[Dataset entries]
PR #1684, opened 2021-09-14
fix(components/molecule/select): remove select border when molecule is focused

oriolpuig:
## MOLECULE/SELECT
**TASK**: NOJIRA

### Types of changes

Remove border of inside select input when select is focused.

### 🔙 Before
image

### 🔜 After
image

### DIFF
--- a/components/molecule/select/src/index.scss
+++ b/components/molecule/select/src/index.scss
@@ -95,6 +95,11 @@ $c-molecule-select-disabled: inherit !default;
       &-container {
         @extend %sui-atom-input-select-focus;
         border: $bdw-s solid $c-primary;
+
+        .sui-AtomInput-input,
+        .sui-AtomInput--withTags {
+          border-color: transparent;
+        }
       }
     }
   }


components/molecule/select/src/index.scss
```diff
@@ -95,6 +95,11 @@ $c-molecule-select-disabled: inherit !default;
       &-container {
         @extend %sui-atom-input-select-focus;
         border: $bdw-s solid $c-primary;
+
+        .sui-AtomInput-input,
+        .sui-AtomInput--withTags {
+          border-color: transparent;
```
andresin87, line 101: border-width: 0 to remove additional borders and not only make it transparent?

arturovm2 (approved):

components/molecule/select/src/index.scss
oriolpuig: If you change the width of the border, it can cause a side effect (little movement) of the layout, isn't it?

andresin87: true

andresin87 (approved):

PR #1685, opened 2021-09-14
feat(components/molecule/select): Remove HOC withSelectUI and create …

codingwithdani:
## MOLECULE/SELECT
**TASK**: 

### Types of changes

- [ ] Documentation Only
- [x] Refactor

Remove HOC and create new component MoleculeInputSelect


components/molecule/select/src/components/MoleculeInputSelect.js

Brief
Please return the records above exactly as they are written.

Problem solution
PR #1684, opened 2021-09-14
fix(components/molecule/select): remove select border when molecule is focused

oriolpuig:
## MOLECULE/SELECT
**TASK**: NOJIRA

### Types of changes

Remove border of inside select input when select is focused.

### 🔙 Before
image

### 🔜 After
image

### DIFF
--- a/components/molecule/select/src/index.scss
+++ b/components/molecule/select/src/index.scss
@@ -95,6 +95,11 @@ $c-molecule-select-disabled: inherit !default;
       &-container {
         @extend %sui-atom-input-select-focus;
         border: $bdw-s solid $c-primary;
+
+        .sui-AtomInput-input,
+        .sui-AtomInput--withTags {
+          border-color: transparent;
+        }
       }
     }
   }


components/molecule/select/src/index.scss
```diff
@@ -95,6 +95,11 @@ $c-molecule-select-disabled: inherit !default;
       &-container {
         @extend %sui-atom-input-select-focus;
         border: $bdw-s solid $c-primary;
+
+        .sui-AtomInput-input,
+        .sui-AtomInput--withTags {
+          border-color: transparent;
```
andresin87, line 101: border-width: 0 to remove additional borders and not only make it transparent?

arturovm2 (approved):

components/molecule/select/src/index.scss
oriolpuig: If you change the width of the border, it can cause a side effect (little movement) of the layout, isn't it?

andresin87: true

andresin87 (approved):

PR #1685, opened 2021-09-14
feat(components/molecule/select): Remove HOC withSelectUI and create …

codingwithdani:
## MOLECULE/SELECT
**TASK**: 

### Types of changes

- [ ] Documentation Only
- [x] Refactor

Remove HOC and create new component MoleculeInputSelect


components/molecule/select/src/components/MoleculeInputSelect.js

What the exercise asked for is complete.